Court: Hey Adam , it’s going good . How are you
Adam: doing ? Well , uh hey , thanks for uh joining me today on this call . I’m excited to talk to you about uh architecting on Aws .
Court: Awesome . Yeah , thank you for inviting me . So ,
Adam: uh can you tell me a little bit about uh the servers you’re currently using on premises ?
Court: Yeah . So for our servers , we currently have four web servers running with four gigabyte of RA M and two CP US and we’re currently running Linux as our operating system .
… transcript continues….
But what if a speaker can’t be identified because they never introduced themselves. In that case, we want to let the LLM leave them as unknown, rather than try to force or a hallucinate a label.
We can add the following to the instructions:
If no name is found for a speaker, use UNKNOWN_X where X is the speaker label number
The following transcript has three speakers, but only two identified speakers. The LLM must label a speaker as UNKNOWN
rather than forcing a name or other response on the speaker.
spk_0: Yeah .
spk_1: Uh Thank you for joining us Court . I am your account executive here at Aws . Uh Joining us on the call is Adam , one of our solutions architect at Aws . Adam would like to introduce yourself .

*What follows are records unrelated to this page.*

PR #2898, opened 2024-12-04
change the order of passing the "use_fates_luh" flag

rgknox:
### Description of changes

The flag that specifies using LUH datasets is passed earlier in the call sequence so that it can be used to guide memory allocations.  If landuse is turned on, particularly in fates nocomp mode, then the space required for patch allocations changes.  Therefore this flag has to be passed earlier, before these allocations are decided on.

### Specific notes

This PR does not need to be synchronized with, but does need to precede: https://github.com/NGEET/fates/pull/1226

Are answers expected to change (and if so in what way)? none, b4b

Does this create a need to change or add documentation? Did you do so? no need

Testing performed, if any:

TBD, but some tests with the FATES test suite so far

### DIFF
--- a/src/utils/clmfates_interfaceMod.F90
+++ b/src/utils/clmfates_interfaceMod.F90
@@ -305,6 +305,7 @@ module CLMFatesInterfaceMod
      integer                                        :: pass_nocomp
      integer                                        :: pass_sp
      integer                                        :: pass_masterproc
+     integer                                        :: pass_luh
      logical                                        :: verbose_output
      type(fates_param_reader_ctsm_impl)             :: var_reader
      
@@ -348,6 +349,14 @@ module CLMFatesInterfaceMod
         end if
         call set_fates_ctrlparms('masterproc',ival=pass_masterproc)
 
+        ! FATES landuse modes
+        if(use_fates_luh) then
+           pass_luh = 1
+        else
+           pass_luh = 0
+        end if
+        call set_fates_ctrlparms('use_luh2',ival=pass_luh)
+        
      end if
 
 
@@ -540,16 +549,12 @@ module CLMFatesInterfaceMod
 
         ! FATES landuse modes
         if(use_fates_luh) then
-           pass_use_luh = 1
            pass_num_luh_states = num_landuse_state_vars
            pass_num_luh_transitions = num_landuse_transition_vars
         else
-           pass_use_luh = 0
            pass_num_luh_states = 0
            pass_num_luh_transitions = 0
         end if
-
-        call set_fates_ctrlparms('use_luh2',ival=pass_use_luh)
         call set_fates_ctrlparms('num_luh2_states',ival=pass_num_luh_states)
         call set_fates_ctrlparms('num_luh2_transitions',ival=pass_num_luh_transitions)
 
--- a/src/utils/clmfates_interfaceMod.F90
+++ b/src/utils/clmfates_interfaceMod.F90
@@ -301,11 +301,11 @@ module CLMFatesInterfaceMod
      integer,intent(in)                             :: surf_numpft
      integer,intent(in)                             :: surf_numcft
      integer,intent(out)                            :: maxsoil_patches
-     integer                                        :: pass_biogeog
-     integer                                        :: pass_nocomp
-     integer                                        :: pass_sp
+     integer                                        :: pass_use_fixed_biogeog
+     integer                                        :: pass_use_nocomp
+     integer                                        :: pass_use_sp
      integer                                        :: pass_masterproc
-     integer                                        :: pass_luh
+     integer                                        :: pass_use_luh2
      logical                                        :: verbose_output
      type(fates_param_reader_ctsm_impl)             :: var_reader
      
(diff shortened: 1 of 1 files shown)


src/utils/clmfates_interfaceMod.F90
```diff
@@ -305,6 +305,7 @@ subroutine CLMFatesGlobals1(surf_numpft,surf_numcft,maxsoil_patches)
      integer                                        :: pass_nocomp
      integer                                        :: pass_sp
      integer                                        :: pass_masterproc
+     integer                                        :: pass_luh
```
samsrabin, line 308: Could the existing `pass_use_luh` not be used for consistency in terms of naming (i.e., with `pass_use_potentialveg`)? If not, `pass_use_luh` seems to not be used anymore, so it should be deleted.

samsrabin (changes requested):

src/utils/clmfates_interfaceMod.F90
rgknox: I previously removed the "use" just to be less  verbose, nothing more. I'm fine with adding it back in.
@ekluzek, the pass_use_potentialveg is a separate flag from pass_use_luh, I think @samsrabin was pointing it out as an example of convention. 
I'm happy to expand this PR though if you would like to update the name of that flag to something less "overlappy" with native ctsm.  @ckoven, could you weigh in here on potential alternative names for [use_fates_potentialveg](https://github.com/ESCOMP/CTSM/blob/master/src/main/controlMod.F90#L241).

samsrabin:
If tests reveal this to be b4b, then it should probably be merged into `b4b-dev` instead of `master`, no?

ekluzek:
Absolutely merge to b4b if it is so. It's just that FATES updates almost always bring in answer changes. I don't remember the last one that was...

rgknox:
I just discussed this PR with @ckoven.  There is a good chance we do not need this PR anymore, so don't sink any time into it. I will close when I can confirm it is unnecessary.

rgknox:
Please disregard my last message.  This PR does have useful content.

samsrabin (approved):

src/utils/clmfates_interfaceMod.F90
ckoven: Hi All -- My preference is to use "Potential Veg" or similar, rather than "Spinup". The reason is that potential vegetation is a more accurate description of what the relevant code does. Spinup is more of a workflow concept; a user might use potential vegetation apart from spinup, and might do spinup without using potential vegetation mode. It also might make it sound to a user like potential veg has something to do with AD spinup, which it doesn't.  In terms of the conceptual overlap of how the phrase is used in non-FATES CTSM, I think that it makes sense that both vegetation models might use the same vocabulary for something that is conceptually similar?  I guess I don't see why that is a problem. It seems sort of analogous to how both models have stomatal conductance switches that share names. But I guess another possibility would be to call it something like "All Primary Land Mode"? But I feel like that is more verbose.

rgknox: I'm fine with sticking with use_fates_potentialveg

ekluzek: Based on what Charlie says above I'd prefer moving to something like say...

use_fates_all_primary_land

just 4 characters longer.

The usage is different enough to be sure to distinguish them. For Medlyn stomatal conductance the FATES implementation is slightly different than CTSM-BGC, but it using the same paper for the scientific reference. In. this case I'd say it's much different. In FATES you could use a potential-veg surface dataset for example and then there becomes the confusion of if you HAVE to do that for this mode in FATES, and what the impact of each is on simulations. I suppose the potential vegetation surface dataset is similar in that it's constructed without human disturbance, so it's all primary land. For CTSM we also currently ONLY use the potential vegetation surface dataset for a paleo setup turning off human influences. So I tend to think of the potential vegetation surface dataset as the Paleo dataset. And the FATES all primary land mode is doing something very distinct from a paleo mode.

ckoven: Hi @ekluzek and all, apologies, but I've sort of lost track of what the discussion here is really about, I feel like the `potentialveg` terminology question is somewhat decoupled from the specific line of code under discussion here or even this PR? Is the proposal to change every instance of the phrase `potentialveg` across FATES, CTSM, and ELM code? Or is it more limited, and if so, what exactly is it?

ekluzek: Yes, let's move this discussion outside of this PR. And let this PR come in pretty much as is. Then if we decide on a terminology change it can be done later and won't hold this one up.

So I'll open a discussion about this. In terms of scope I'm thinking mainly FATES. But, the FATES use of it in CTSM would also need to change. I'm not really thinking about ELM, but maybe it would for consistency. And if the phrase is used extensively the change might not be worth it. I was thinking it's use in FATES is new and as such figured it might be limited.

samsrabin:
Not doing this on b4b-dev because FATES team wants it in CTSM master sooner than today + 2 weeks.

glemieux:
Preliminary regression testing on `derecho` underway.

glemieux:
Initial `aux_clm` regression tests against `ctsm5.3.020` should B4B results, with the exception of the following that I think are due to other issues:

```
    FAIL RXCROPMATURITYSKIPGEN_Ld1097.f10_f10_mg37.IHistClm60BgcCrop.derecho_intel.clm-cropMonthOutput RUN time=1357
    FAIL SMS_D.f10_f10_mg37.I2000Clm60BgcCrop.derecho_nvhpc.clm-crop RUN time=30
```
results: `/glade/u/home/glemieux/scratch/ctsm-tests/tests_pr2898-aux_clm`

Running prelim fates tests next.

spk_2: Hey , everybody . High Court . Good to meet you . Uh As your dedicated solutions architect here at Aws . Uh my job is to help uh you at every step of your cloud journey . Uh My , my role involves helping you understand architecting on Aws , including best practices for the cloud . Uh So with that , I’d love it if you could just take a minute to introduce yourself and maybe tell me a little about what you’re currently running on premises .
spk_0: Yeah , great . It’s uh great to meet you , Adam . Um My name is Court . I am the V P of engineering here at any company . And uh yeah , really excited to hear what you can do for us .
spk_1: Thanks , work . Well , we , we talked a little bit of last time about your goals for migrating to Aws . I invited Adam to , to join us today to get a better understanding of your current infrastructure and other technical requirements .
spk_2: Yeah . So co could you tell me a little bit about what you’re currently running on premises ?
spk_1: Sure . Yeah , we’re , uh ,
spk_0: we’re running a three tier web app on premise .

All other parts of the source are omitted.